There was more to this boy than he shows..something special shines through...maybe its his passion.But his honesty scares me. The young are confusing..they think they have all the time in this world to change it but all they end up changing is themselves..recycling their minds over and over again until they are exhauted, wasting all this fire on dreams , dreams? like they know what they even mean....


I know i'm sour..and spiteful and i envy him.I'd kill to beleive in my dreams again.But i've seen otherwise now.


Leaving so much at the surface of your being you'd see more ,feel more, it gives you the strength to fight your battles without a shield.I have always kept my walls wrapped closely around me , sometimes so close that i can hardly see or breathe .Building a fortress around myself so that i may never have to see a bloodstain on my blade.But before long i realized that my sword was always hung tightly around my waist, if i may ever have to use it, i will.




I remember over thirty years ago , a boy not very much older than him.A boy with the very same brown eyes.I met his father for the first time in england , as a charming young man who had the world at his feet.I remember his mother too, only too well.She wasn't the kind of girl you wouldn't have noticed...and i noticed a little too much about her..the little golden curls in her hair ,blue eyes that teased you like a morning dance between light and water, the look of surprise very time she smiled, how she held on closely to his arm ,her head just reached a little above his shoulder and his fingers near her lips......i also noticed how her cheeks turned pink every time she smiled at me.sometimes i couldn't help wondering if it were otherwise...the rules we make up to protect ourselves sometimes imprison you and take you away from the people you love the most.The rules cant change the inevitable end, all they do is distance it...the rules may give you more time..but life catches up eventually.

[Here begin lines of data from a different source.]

PR #74, opened 2017-12-15
Initial One-time auth

rsoeldner:


tsec-libsodium/src/main/scala/tsec/libsodium/authentication/OnetimeAuth.scala
```diff
@@ -0,0 +1,48 @@
...
+    tag
+  }
+
+  def verify[F[_]](key: SodiumKey[OnetimeAuth], message: Array[Byte], tag: SodiumKey[MessageTag])(
+      implicit F: Sync[F],
+      S: ScalaSodium
+  ): F[Unit] = F.delay {
+
+    if (S.crypto_onetimeauth_verify(tag, message, message.length, key) != 0)
+      throw InvalidMessage
```
hrhino: I don't like this at all. Verification should return a `F[Boolean]`; it's not necessarily an error for the tag to be invalid.

tsec-libsodium/src/main/scala/tsec/libsodium/authentication/OnetimeAuth.scala
```diff
@@ -0,0 +1,48 @@
...
+import tsec.libsodium.ScalaSodium
+import tsec.libsodium.cipher.SodiumKey
+
+sealed trait OnetimeAuth
+
+sealed trait MessageTag
+
+object OnetimeAuth {
+
+  case object InvalidMessage extends Exception with Product with Serializable {
```
hrhino: `with Product with Serializable` is unneeded I think

rsoeldner: I think this style is used over the complete code base. Should be change this everywhere ?

tsec-libsodium/src/test/scala/tsec/libsodium/authentication/OnetimeAuthTest.scala
```diff
@@ -0,0 +1,38 @@
...
+      program.unsafeRunSync() mustBe trueg
+    }
+  }
+
+  it should "not verify manipulated message" in {
+    forAll { (s: String) =>
+      val program: IO[Boolean] = for {
+        key <- OnetimeAuth.generateKey[IO]
+        message  = s.utf8Bytes
+        message2 = ("$" + s).utf8Bytes
```
hrhino: I would do a `forAll { (s1, s2) => s1 == s2 || program.unsafeRunSync() mustBe false }`.

tsec-libsodium/src/main/scala/tsec/libsodium/authentication/OnetimeAuth.scala
```diff
@@ -0,0 +1,44 @@
...
+
+  def verify[F[_]](key: SodiumKey[OnetimeAuth], message: Array[Byte], tag: SodiumKey[MessageTag])(
+      implicit F: Sync[F],
+      S: ScalaSodium
+  ): F[Boolean] = F.delay {
+
+    if (S.crypto_onetimeauth_verify(tag, message, message.length, key) == 0)
+      true
+    else
+      false
```
hrhino: please no `if (foo) true else false`!

tsec-libsodium/src/main/scala/tsec/libsodium/authentication/OnetimeAuth.scala
hrhino: Maybe. @jmcardon was there a reason?

tsec-libsodium/src/test/scala/tsec/libsodium/authentication/OnetimeAuthTest.scala
rsoeldner: I used `whenever` now, thanks for the help :+1:

tsec-libsodium/src/main/scala/tsec/libsodium/authentication/OnetimeAuth.scala
```diff
@@ -0,0 +1,37 @@
...
+sealed trait OnetimeAuth
+
+sealed trait MessageTag
+
+object OnetimeAuth {
+
+  def generateKey[F[_]](implicit F: Sync[F], S: ScalaSodium): F[SodiumKey[OnetimeAuth]] = F.delay {
+    val key = SodiumKey[OnetimeAuth](new Array[Byte](ScalaSodium.crypto_onetimeauth_poly1305_KEYBYTES))
+
+    S.crypto_onetimeauth_keygen(key)
```
jmcardon: This is ok,  but just for the record, this is just `randombytes_buf` lol. I've avoided using the `x_keygen` functions for this reason.

rsoeldner: Ok if @hrhino and travis are ok too, i would sqash my commits to a single one.

PR #83, opened 2017-12-23
Add primitive convenience helper syntax, closes #66

### LINKED ISSUE #66: New convenience methods for next milestone
We work on strings and bytes a lot,  but some stuff we're missing:

Translations from primitives => byte => primitive for:
 * Long
 * Int
 * Double
 * Short
 * Float

(Anyone attempting to to bool => bytes needs to sincerely rethink their life).

rsoeldner:


common/src/main/scala/tsec/common/package.scala
```diff
@@ -17,13 +18,32 @@ package object common {
...
+
+  implicit final class TSecLongOps(val v: Long) extends AnyVal {
+    def toBytes: Array[Byte] = ByteBuffer.allocate(8).putLong(v).array()
+  }
+
+  implicit final class TSecIntOps(val v: Int) extends AnyVal {
+    def toBytes: Array[Byte] = ByteBuffer.allocate(4).putInt(v).array()
+  }
+
+  implicit final class TSecShortOps(val v: Short) extends AnyVal {
```
jmcardon: Could these be in the same style as the others? Aka final class, implicit def.

Simply for consistency's sake

common/src/main/scala/tsec/common/package.scala
```diff
@@ -17,13 +18,32 @@ package object common {
...
 
-
   trait StringNewt {
     type I <: String
 
     val is: Is[I, String]
   }
 
+  implicit final class TSecFloatOps(val v: Float) extends AnyVal {
+    def toBytes: Array[Byte] = ByteBuffer.allocate(4).putFloat(v).array()
```
jmcardon: Is there a source for these numbers? Seem like magic. A comment at the top of the syntax block is fine

rsoeldner: :+1:

common/src/main/scala/tsec/common/package.scala
```diff
@@ -17,12 +18,31 @@ package object common {
     override def getMessage: String = cause
   }
 
-
   trait StringNewt {
     type I <: String
 
     val is: Is[I, String]
   }
+  // ByteBuffer capacity based on https://docs.oracle.com/javase/tutorial/java/nutsandbolts/datatypes.html
```
ChristopherDavenport: Could this be mad into a typeclass with bitraversal to and from the type being encoded in its laws. This is quite lawless presently and doesn't have to be as this follows a standard codec pattern.

ChristopherDavenport: Or atleast as a `ByteEncoder` which imlies the same behavior. I believe this forms a `Prism` so prism laws could apply, but I may be wrong.

rsoeldner: @ChristopherDavenport Happy Christmas and thank you for your help ;-)

Issue #88, opened 2017-12-26
TSecAuthService composition via SemigroupK


jarreds:
We should be able to:

```scala
val serviceOne: TSecAuthService[IO, DummyUser, Authenticator[Int]] = ???
val serviceTwo: TSecAuthService[IO, DummyUser, Authenticator[Int]] = ???
serviceOne <+> serviceTwo
```

Currently, this results in a compiler error. I believe we have an issue similar to https://github.com/http4s/http4s/pull/1509

jmcardon:
I agree. Would you like to submit a PR? I am a bit gated in how much I can work from China until I am back home.

PR #90, opened 2017-12-26
Change type param order in TSecAuthService for partial unification

jarreds:
Similar to https://github.com/http4s/http4s/pull/1509

Resolves https://github.com/jmcardon/tsec/issues/88


tsec-http4s/src/main/scala/tsec/authentication/package.scala
```diff
@@ -63,23 +63,23 @@ package object authentication {
       }
   }
 
-  type TSecAuthService[F[_], Ident, A] = Kleisli[OptionT[F, ?], SecuredRequest[F, Ident, A], Response[F]]
+  type TSecAuthService[A, Ident, F[_]] = Kleisli[OptionT[F, ?], SecuredRequest[F, Ident, A], Response[F]]
```
rsoeldner: Please create a comment on the reason / issue here

tsec-http4s/src/test/scala/tsec/authentication/TSecAuthServiceSpec.scala
```diff
@@ -0,0 +1,36 @@
...
+import tsec.mac.imports.HMACSHA256
+
+import cats.effect.IO
+import cats.implicits._
+
+class TSecAuthServiceSpec extends AuthenticatorSpec {
+
+  behavior of "Composability of TSecAuthService"
+
+    it should "compile when combined via SemigroupK" in {
```
jmcardon: Should compile when combined via semigroupK isn't exactly the condition we want. That's what this PR is about, but not what the test itself should reflect.

"Should apply left" or apply right ish tests to just confirm the behavior is working fine for semigroupK is what we want, because it also gives us a guarantee that somewhere up the pipeline we didnt do something funky

jmcardon:
Also @jarreds thank you very much for the contribution to the project!!!

I'd like for this to make it onto the next patch, its a much needed qol fix

tsec-http4s/src/test/scala/tsec/authentication/TSecAuthServiceSpec.scala
jmcardon: For an example, see: https://github.com/http4s/http4s/blob/215a84334b0a7b116f5b23f5feaf446843bf5054/server/src/test/scala/org/http4s/server/middleware/authentication/AuthMiddlewareSpec.scala#L149

jarreds: Agreed. I’ll get a new commit  up in the next hour or so.

PR #92, opened 2017-12-27
remove useless optionTs

jmcardon:
A lot of liftF was making the use of the tsec-http4s api force users to supply getOrElse for ops wherein OptionT wasn't the desired behavior

### DIFF
--- a/tsec-http4s/src/main/scala/tsec/authentication/EncryptedCookieAuthenticator.scala
+++ b/tsec-http4s/src/main/scala/tsec/authentication/EncryptedCookieAuthenticator.scala
@@ -223,7 +223,7 @@ object EncryptedCookieAuthenticator {
           raw: AEADCookie[A],
           now: Instant
       ): OptionT[F, AuthEncryptedCookie[A, I]] =
-        if (validateCookie(internal, raw, now)) refresh(internal) else OptionT.none
+        if (validateCookie(internal, raw, now)) OptionT.liftF(refresh(internal)) else OptionT.none
 
       def extractRawOption(request: Request[F]): Option[String] =
         unliftedCookieFromRequest(settings.cookieName, request).map(_.content)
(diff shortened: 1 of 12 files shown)


tsec-http4s/src/main/scala/tsec/authentication/EncryptedCookieAuthenticator.scala
```diff
@@ -454,20 +448,17 @@ object EncryptedCookieAuthenticator {
...
+      def refresh(authenticator: AuthEncryptedCookie[A, I]): F[AuthEncryptedCookie[A, I]] =
         settings.maxIdle match {
           case Some(_) =>
-            OptionT
-              .liftF(
-                F.delay(
-                  authenticator.copy[A, I](
-                    lastTouched = Some(Instant.now())
-                  )
+            F.delay(
```
rsoeldner: For consistency `F.delay(Instant.now()).flatMap( .. )`

tsec-http4s/src/main/scala/tsec/authentication/JWTAuthenticator.scala
```diff
@@ -569,7 +557,7 @@ object JWTAuthenticator {
 
       def parseRaw(raw: String, request: Request[F]): OptionT[F, SecuredRequest[F, V, AugmentedJWT[A, I]]] =
         for {
-          eInstance   <- OptionT.liftF(F.fromEither(enc.instance))
+          eInstance   <- OptionT.liftF(F.fromEither(enc.instance)) // Todo: pls my heart
```
rsoeldner: 😭

tsec-http4s/src/main/scala/tsec/authentication/EncryptedCookieAuthenticator.scala
jmcardon: Wait why? We're delaying the evaluation of `Instant.now` anyway, but we avoid one flatMap op. I think this is a small micro optimization.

I remember our names at place cards..Dylan, Dorothy and me, two young men and a lady.I knew my name didn't belong there.but i never fit in anywhere anyhow.And i had no shortage of women to feel lonely.
But Dorothy was different ...i loved her voice..it always seemed like she had so much to tell if only i could understand her...at dinner she'd play with her hair every time she was bored..and somehow these little things mattered to me.


Of course, she didn't know that she was the reason we were together, she didn't realize her part in what we were about to do, In two years all the thoughts that ran in our heads would change completely...we would grow decades older within minutes...but for those last few seconds at dinner we were three friends with a lot of secrets . One entwined within the other until you could untangle them no more.We were actors in our own play, pretending to fit in and hide with the rest of the world. Sometimes i try to confuse a memory into a figment of my imagination and close my eyes in the face of what i think might be true...sometimes to be happy  we need to blur that sharp line between fiction and reality.